The front-end was written utilizing HTML, JavaScript, and TailwindCSS. The JavaScript polls the server API every two seconds for new data and updates the charts. Also, the simple charts that display the trend line are drawn onto the canvas with JavaScript.

Back-end

Since I have not written the server, yet, everything relies on nginx and fastCGI module. This way, I can use simple Bourne Shell scripts to fetch data from storage and send off as plain text. Of course, to avoid the headache of constantly hunting for the Pi’s IP, the router needs to be configured to assign a static IP for the Pi.

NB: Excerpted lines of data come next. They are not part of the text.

PR #3779, opened 2024-12-11
Implement autonaming configuration protocol

mikhailshilkov:
This PR implement the Azure Native part of https://github.com/pulumi/pulumi/issues/1518. See https://github.com/pulumi/pulumi/discussions/17592 for the full design.

In short, https://github.com/pulumi/pulumi/pull/17810 introduced the protobuf changes required for the provider-side implementation. With those, a provider can:

- Declare that it supports autonaming configurations with a response flag in Configure
- Accept two extra properties in CheckRequest: a proposed name and a mode to apply it

This PR applies those parameters to auto-name calculation if they are specified:

- In Disabled mode, we don't calculate auto-names and let the resource validation fail if an explicit name is not specified
- In Enforce mode, we use whatever ProposedName is supplied by the engine
- In Propose mode, almost the same as Enforce with exception of calculating a UUID for UUID fields and ignoring a proposed name

Added unit tests to cover most autonaming cases (old or new). Also, added an end-to-end test in YAML.

Resolves https://github.com/pulumi/pulumi-azure-native/issues/3777

### DIFF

The structure of the backend

Convenience

I also display temperature and CO₂ in the status bar of GNOME and MacOS. On Linux, to help comes a GNOME extension that allows executing arbitrary scripts and displaying their outputs in the menu bar called Executor; On MacOS, I have written my own program in Swift utilizing AppKit that provides the same functionality, called CmdBar.

Results

This server has been reliably running and collecting data for almost two years, since March 11, 2024. The longest uninterrupted by electricity outages and accidentals disconnects uptime was over half a year. I am yet to sit down and do any sort of analysis on this data. However, at the time of writing this, I am not sure what use it may provide (compared to, say, monitoring of outside weather) since the indoor values are greatly influenced by the air conditioning, purifiers, etc. But, I guess it can provide some useful insights, like the average indoor CO₂ over the year. If it was worse this year than the previous, it should give a hint to start making changes (i.e. issues with ventilation).

Overall, the project provided a lot of interesting learning experience, touching many areas of programming, like system administration, daemons, UNIX signals, making HTTPS requests with curl, parsing json, writing charts, producing PDFs, API, etc.